A second team, led by Edward Rubin, of the US Lawrence Berkeley National Laboratory, in California, has used a different method to sequence 69,000 base pairs from the same fossil. Its results are published in the journal Science.
The same specimen was used for both studies as it is the only one available that has not been seriously contaminated by human and bacterial DNA.
Dr Rubin said that the work was tantamount to resurrecting Neanderthal Man for science. “We are never going to be able to bring it back to life, but we are going to be able to compare its genome to the human genome,” he said.
With so little of the Neanderthal genome covered so far, neither team has yet hit on a gene that is significantly different from those found in humans. The work has, however, confirmed smaller genetic studies which suggested that humans and Neanderthals never interbred on a significant scale.
“Our data cannot absolutely exclude it, but we see no evidence that pages are being ripped off one genome and being pasted into the other,” Dr Rubin said.
Dr Pääbo’s research dates the evolutionary split between humans and Neanderthals to between 465,000 and 569,000 years ago, with a best guess of 516,000 years ago. Dr Rubin’s estimates are 120,000 years ago to 670,000 years ago, with a best guess of 370,000 years ago.

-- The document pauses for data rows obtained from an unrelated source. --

Issue #429, opened 2025-04-04
hashing configuration detection can't handle ignore paths


spencerschrock:
we don't record ignore paths though? so this wouldn't be an analog of the example above?

_Originally posted by @spencerschrock in https://github.com/sigstore/model-transparency/pull/427#discussion_r2029019355_

There are probably some downsides for this either way. We'd need to think about it once we have more time after the v1 release.

spencerschrock:
In a scenario where the ignored paths belong to the model, I can see the convenience in adding them to the manifest so it can be replicated.

I am curious about what happens if a user has other files they added and want to ignore. Are there any privacy concerns by recording these files?

PR #455, opened 2025-05-03
ci: Add CLI tests and cover signatures created by v0.3.1

stefanberger:
#### Summary

Add CLI tests that can be run from the command line using `./scripts/tests/testrunner` and run it as part of the github actions.

##### Checklist

- [X] All commits are signed-off, using [DCO](https://en.wikipedia.org/wiki/Developer_Certificate_of_Origin)
- [ ] All new code has docstrings and type annotations
- [X] All new code is covered by tests. Aim for at least 90% coverage. CI is configured to highlight lines not covered by tests.
- [ ] Public facing changes are paired with documentation changes
- [ ] Release note has been added to CHANGELOG.md if needed

PR #462, opened 2025-05-14
Record and apply ignored paths

stefanberger:
#### Summary

The following changes record the signer-ignored files in the predicate of the signature and retrieve them from there when verifying. With this change it should not be necessary for a verifier to use the `--ignore-paths` option IF no changes were made to the original files and directories.

Resolves: #429 

Tests will be added once #455 has been merged.

##### Checklist

### DIFF
--- a/src/model_signing/_serialization/file.py
+++ b/src/model_signing/_serialization/file.py
@@ -17,6 +17,7 @@
 from collections.abc import Callable, Iterable
 import concurrent.futures
 import itertools
+import os
 import pathlib
 from typing import Optional
 
@@ -40,6 +41,7 @@ class Serializer(serialization.Serializer):
         *,
         max_workers: Optional[int] = None,
         allow_symlinks: bool = False,
+        ignore_paths: Iterable[pathlib.Path] = frozenset(),
     ):
         """Initializes an instance to serialize a model with this serializer.
 
@@ -55,12 +57,13 @@ class Serializer(serialization.Serializer):
         self._hasher_factory = file_hasher_factory
         self._max_workers = max_workers
         self._allow_symlinks = allow_symlinks
+        self._ignore_paths = ignore_paths
 
         # Precompute some private values only once by using a mock file hasher.
         # None of the arguments used to build the hasher are used.
         hasher = file_hasher_factory(pathlib.Path())
         self._serialization_description = manifest._FileSerialization(
-            hasher.digest_name, self._allow_symlinks
+            hasher.digest_name, self._allow_symlinks, self._ignore_paths
         )
 
     @override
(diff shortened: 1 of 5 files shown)


src/model_signing/_serialization/file.py
```diff
@@ -110,8 +111,15 @@ def serialize(
...
+        rel_ignore_paths = [
+            pathlib.Path(os.path.relpath(p, model_path)) for p in ignore_paths
+        ]
+
         return manifest.Manifest(
-            model_path.name, manifest_items, self._serialization_description
+            model_path.name,
+            manifest_items,
+            self._serialization_description,
+            rel_ignore_paths,
```
spencerschrock, line 122: open question: should we consider ignore paths as part of the serialization description, since they affect how the model was serialized?

src/model_signing/_signing/signing.py
```diff
@@ -211,6 +212,13 @@ class Payload:
       ],
       "predicateType": "https://model_signing/signature/v1.0",
       "predicate": {
+        "ignore_paths": [
+          "model.sig",
```
spencerschrock, line 216: I know this is a docstring, but would it include the signature file in the ignored paths? right now our verifier implicitly ignores the passed sig file, so I don't think it needs it again.

src/model_signing/hashing.py
```diff
@@ -140,14 +140,37 @@ def __init__(self):
         self._ignore_git_paths = True
         self.use_file_serialization()
 
-    def hash(self, model_path: PathLike) -> manifest.Manifest:
-        """Hashes a model using the current configuration."""
+    def hash(
+        self,
+        model_path: PathLike,
+        add_ignored_paths: Iterable[pathlib.Path] = frozenset(),
+    ) -> manifest.Manifest:
```
spencerschrock, line 147: this `hashing.Config` class already has a `set_ignored_paths` method.

src/model_signing/verifying.py
```diff
@@ -97,7 +97,9 @@ def verify(
 
         if self._hashing_config is None:
             self._guess_hashing_config(expected_manifest)
-        actual_manifest = self._hashing_config.hash(model_path)
+        actual_manifest = self._hashing_config.hash(
+            model_path, expected_manifest.ignore_paths
+        )
```
spencerschrock, line 102: handling manifest ignore paths could likely fall under the `if self._hashing_config is None` block instead.

spencerschrock (commented):
some initial thoughts to kick off discussion on this implementation. I also have some general thoughts I'll add to the issue

src/model_signing/_serialization/file.py
stefanberger: I can probably move it there as well.

src/model_signing/_signing/signing.py
stefanberger: True. I will try to filter it out at some point.

src/model_signing/hashing.py
stefanberger: I think what I would need is an option `add_ignored_paths()` that merge those from the manifest with the ones provided via command line.

src/model_signing/_signing/signing.py
stefanberger: Since it's being added early on in _cli.py and we don't have a standardized name `model.sig`, it's  not so easy to remove it later on.

src/model_signing/verifying.py
stefanberger: This part has changed now.

mihaimaruseac (approved):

Professor Chris Stringer, head of human origins at the Natural History Museum, London, said that the achievement promised to transform understanding of Neanderthal biology and human evolution. It would be particularly interesting to look for the microcephalin gene, a contributor to the form of the brain, in Neanderthals as it had been suggested that this was introduced to Homo sapiens quite recently, perhaps through interbreeding with Neanderthals.